(Dataset excerpts)
---*---
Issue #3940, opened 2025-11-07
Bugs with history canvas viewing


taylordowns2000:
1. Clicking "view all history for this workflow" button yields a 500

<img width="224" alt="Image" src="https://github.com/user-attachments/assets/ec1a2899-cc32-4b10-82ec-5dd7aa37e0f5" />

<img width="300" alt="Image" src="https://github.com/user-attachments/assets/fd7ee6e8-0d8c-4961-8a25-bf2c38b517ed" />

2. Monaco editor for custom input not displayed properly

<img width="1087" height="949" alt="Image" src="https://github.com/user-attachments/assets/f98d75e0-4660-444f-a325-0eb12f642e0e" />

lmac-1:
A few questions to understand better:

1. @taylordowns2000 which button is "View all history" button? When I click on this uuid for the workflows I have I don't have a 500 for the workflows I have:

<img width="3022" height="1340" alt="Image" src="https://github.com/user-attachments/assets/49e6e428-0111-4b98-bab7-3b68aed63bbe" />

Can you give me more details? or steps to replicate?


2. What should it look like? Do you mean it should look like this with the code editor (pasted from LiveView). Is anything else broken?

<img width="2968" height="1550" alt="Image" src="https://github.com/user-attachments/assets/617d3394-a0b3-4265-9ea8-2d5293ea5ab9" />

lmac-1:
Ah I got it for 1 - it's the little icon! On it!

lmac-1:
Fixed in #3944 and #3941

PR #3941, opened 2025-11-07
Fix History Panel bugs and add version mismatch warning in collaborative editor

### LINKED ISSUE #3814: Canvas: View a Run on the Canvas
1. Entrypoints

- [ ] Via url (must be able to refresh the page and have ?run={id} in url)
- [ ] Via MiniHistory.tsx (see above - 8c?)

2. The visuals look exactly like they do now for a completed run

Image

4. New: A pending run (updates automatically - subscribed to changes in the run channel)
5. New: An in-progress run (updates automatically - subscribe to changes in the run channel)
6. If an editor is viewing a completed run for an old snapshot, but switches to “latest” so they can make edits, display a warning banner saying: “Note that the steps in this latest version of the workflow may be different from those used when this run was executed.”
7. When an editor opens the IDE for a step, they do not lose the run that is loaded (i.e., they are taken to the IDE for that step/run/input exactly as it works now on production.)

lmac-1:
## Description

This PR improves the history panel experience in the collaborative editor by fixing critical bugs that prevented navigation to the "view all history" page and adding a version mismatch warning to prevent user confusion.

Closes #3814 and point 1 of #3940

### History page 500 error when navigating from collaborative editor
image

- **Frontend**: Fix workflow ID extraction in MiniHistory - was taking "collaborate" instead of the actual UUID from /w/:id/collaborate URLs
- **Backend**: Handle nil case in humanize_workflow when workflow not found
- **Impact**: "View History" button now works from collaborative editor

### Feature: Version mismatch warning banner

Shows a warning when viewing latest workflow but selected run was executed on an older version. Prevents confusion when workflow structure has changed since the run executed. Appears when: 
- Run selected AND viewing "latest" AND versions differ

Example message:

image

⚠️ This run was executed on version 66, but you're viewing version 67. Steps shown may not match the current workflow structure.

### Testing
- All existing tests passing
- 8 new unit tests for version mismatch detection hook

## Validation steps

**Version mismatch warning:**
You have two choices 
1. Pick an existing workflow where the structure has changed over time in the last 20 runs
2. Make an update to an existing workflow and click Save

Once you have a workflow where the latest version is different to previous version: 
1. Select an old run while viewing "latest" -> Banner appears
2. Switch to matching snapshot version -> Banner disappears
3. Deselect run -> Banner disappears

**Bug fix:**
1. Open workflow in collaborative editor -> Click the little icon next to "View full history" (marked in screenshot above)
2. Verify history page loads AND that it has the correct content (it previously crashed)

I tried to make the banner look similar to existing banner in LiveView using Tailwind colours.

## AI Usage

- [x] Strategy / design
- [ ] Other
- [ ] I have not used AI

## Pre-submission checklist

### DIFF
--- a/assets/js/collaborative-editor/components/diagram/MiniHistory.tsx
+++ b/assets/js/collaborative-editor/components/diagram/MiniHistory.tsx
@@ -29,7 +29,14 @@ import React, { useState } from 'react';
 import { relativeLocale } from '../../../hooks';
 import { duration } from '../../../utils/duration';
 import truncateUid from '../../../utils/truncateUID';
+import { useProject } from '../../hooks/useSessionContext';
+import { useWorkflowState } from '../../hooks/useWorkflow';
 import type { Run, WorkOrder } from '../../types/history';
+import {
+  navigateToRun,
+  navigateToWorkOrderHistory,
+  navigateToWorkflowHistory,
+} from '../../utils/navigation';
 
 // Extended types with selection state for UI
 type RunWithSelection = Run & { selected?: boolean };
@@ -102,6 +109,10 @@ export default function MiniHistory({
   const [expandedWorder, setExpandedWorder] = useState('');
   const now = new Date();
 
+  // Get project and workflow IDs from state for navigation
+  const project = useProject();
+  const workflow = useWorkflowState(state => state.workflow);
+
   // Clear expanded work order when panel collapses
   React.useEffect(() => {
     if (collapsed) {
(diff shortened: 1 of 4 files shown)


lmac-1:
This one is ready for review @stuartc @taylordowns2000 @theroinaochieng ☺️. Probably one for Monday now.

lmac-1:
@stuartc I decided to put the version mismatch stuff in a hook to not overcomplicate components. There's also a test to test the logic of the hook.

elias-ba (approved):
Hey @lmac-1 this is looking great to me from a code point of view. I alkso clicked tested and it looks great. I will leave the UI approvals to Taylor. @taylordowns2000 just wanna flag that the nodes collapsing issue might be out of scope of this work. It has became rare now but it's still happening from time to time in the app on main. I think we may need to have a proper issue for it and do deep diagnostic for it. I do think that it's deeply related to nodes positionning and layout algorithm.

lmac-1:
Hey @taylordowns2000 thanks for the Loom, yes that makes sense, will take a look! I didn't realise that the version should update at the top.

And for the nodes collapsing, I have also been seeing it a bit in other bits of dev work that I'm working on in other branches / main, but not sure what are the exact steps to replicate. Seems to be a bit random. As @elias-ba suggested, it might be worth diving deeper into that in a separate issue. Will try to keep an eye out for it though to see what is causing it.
---*---
Exercise requirements ::
Please write out every line of the data exactly.

Written reply ::
Issue #3940, opened 2025-11-07
Bugs with history canvas viewing


taylordowns2000:
1. Clicking "view all history for this workflow" button yields a 500

<img width="224" alt="Image" src="https://github.com/user-attachments/assets/ec1a2899-cc32-4b10-82ec-5dd7aa37e0f5" />

<img width="300" alt="Image" src="https://github.com/user-attachments/assets/fd7ee6e8-0d8c-4961-8a25-bf2c38b517ed" />

2. Monaco editor for custom input not displayed properly

<img width="1087" height="949" alt="Image" src="https://github.com/user-attachments/assets/f98d75e0-4660-444f-a325-0eb12f642e0e" />

lmac-1:
A few questions to understand better:

1. @taylordowns2000 which button is "View all history" button? When I click on this uuid for the workflows I have I don't have a 500 for the workflows I have:

<img width="3022" height="1340" alt="Image" src="https://github.com/user-attachments/assets/49e6e428-0111-4b98-bab7-3b68aed63bbe" />

Can you give me more details? or steps to replicate?


2. What should it look like? Do you mean it should look like this with the code editor (pasted from LiveView). Is anything else broken?

<img width="2968" height="1550" alt="Image" src="https://github.com/user-attachments/assets/617d3394-a0b3-4265-9ea8-2d5293ea5ab9" />

lmac-1:
Ah I got it for 1 - it's the little icon! On it!

lmac-1:
Fixed in #3944 and #3941

PR #3941, opened 2025-11-07
Fix History Panel bugs and add version mismatch warning in collaborative editor

### LINKED ISSUE #3814: Canvas: View a Run on the Canvas
1. Entrypoints

- [ ] Via url (must be able to refresh the page and have ?run={id} in url)
- [ ] Via MiniHistory.tsx (see above - 8c?)

2. The visuals look exactly like they do now for a completed run

Image

4. New: A pending run (updates automatically - subscribed to changes in the run channel)
5. New: An in-progress run (updates automatically - subscribe to changes in the run channel)
6. If an editor is viewing a completed run for an old snapshot, but switches to “latest” so they can make edits, display a warning banner saying: “Note that the steps in this latest version of the workflow may be different from those used when this run was executed.”
7. When an editor opens the IDE for a step, they do not lose the run that is loaded (i.e., they are taken to the IDE for that step/run/input exactly as it works now on production.)

lmac-1:
## Description

This PR improves the history panel experience in the collaborative editor by fixing critical bugs that prevented navigation to the "view all history" page and adding a version mismatch warning to prevent user confusion.

Closes #3814 and point 1 of #3940

### History page 500 error when navigating from collaborative editor
image

- **Frontend**: Fix workflow ID extraction in MiniHistory - was taking "collaborate" instead of the actual UUID from /w/:id/collaborate URLs
- **Backend**: Handle nil case in humanize_workflow when workflow not found
- **Impact**: "View History" button now works from collaborative editor

### Feature: Version mismatch warning banner

Shows a warning when viewing latest workflow but selected run was executed on an older version. Prevents confusion when workflow structure has changed since the run executed. Appears when: 
- Run selected AND viewing "latest" AND versions differ

Example message:

image

⚠️ This run was executed on version 66, but you're viewing version 67. Steps shown may not match the current workflow structure.

### Testing
- All existing tests passing
- 8 new unit tests for version mismatch detection hook

## Validation steps

**Version mismatch warning:**
You have two choices 
1. Pick an existing workflow where the structure has changed over time in the last 20 runs
2. Make an update to an existing workflow and click Save

Once you have a workflow where the latest version is different to previous version: 
1. Select an old run while viewing "latest" -> Banner appears
2. Switch to matching snapshot version -> Banner disappears
3. Deselect run -> Banner disappears

**Bug fix:**
1. Open workflow in collaborative editor -> Click the little icon next to "View full history" (marked in screenshot above)
2. Verify history page loads AND that it has the correct content (it previously crashed)

I tried to make the banner look similar to existing banner in LiveView using Tailwind colours.

## AI Usage

- [x] Strategy / design
- [ ] Other
- [ ] I have not used AI

## Pre-submission checklist

### DIFF
--- a/assets/js/collaborative-editor/components/diagram/MiniHistory.tsx
+++ b/assets/js/collaborative-editor/components/diagram/MiniHistory.tsx
@@ -29,7 +29,14 @@ import React, { useState } from 'react';
 import { relativeLocale } from '../../../hooks';
 import { duration } from '../../../utils/duration';
 import truncateUid from '../../../utils/truncateUID';
+import { useProject } from '../../hooks/useSessionContext';
+import { useWorkflowState } from '../../hooks/useWorkflow';
 import type { Run, WorkOrder } from '../../types/history';
+import {
+  navigateToRun,
+  navigateToWorkOrderHistory,
+  navigateToWorkflowHistory,
+} from '../../utils/navigation';
 
 // Extended types with selection state for UI
 type RunWithSelection = Run & { selected?: boolean };
@@ -102,6 +109,10 @@ export default function MiniHistory({
   const [expandedWorder, setExpandedWorder] = useState('');
   const now = new Date();
 
+  // Get project and workflow IDs from state for navigation
+  const project = useProject();
+  const workflow = useWorkflowState(state => state.workflow);
+
   // Clear expanded work order when panel collapses
   React.useEffect(() => {
     if (collapsed) {
(diff shortened: 1 of 4 files shown)


lmac-1:
This one is ready for review @stuartc @taylordowns2000 @theroinaochieng ☺️. Probably one for Monday now.

lmac-1:
@stuartc I decided to put the version mismatch stuff in a hook to not overcomplicate components. There's also a test to test the logic of the hook.

elias-ba (approved):
Hey @lmac-1 this is looking great to me from a code point of view. I alkso clicked tested and it looks great. I will leave the UI approvals to Taylor. @taylordowns2000 just wanna flag that the nodes collapsing issue might be out of scope of this work. It has became rare now but it's still happening from time to time in the app on main. I think we may need to have a proper issue for it and do deep diagnostic for it. I do think that it's deeply related to nodes positionning and layout algorithm.

lmac-1:
Hey @taylordowns2000 thanks for the Loom, yes that makes sense, will take a look! I didn't realise that the version should update at the top.

And for the nodes collapsing, I have also been seeing it a bit in other bits of dev work that I'm working on in other branches / main, but not sure what are the exact steps to replicate. Seems to be a bit random. As @elias-ba suggested, it might be worth diving deeper into that in a separate issue. Will try to keep an eye out for it though to see what is causing it.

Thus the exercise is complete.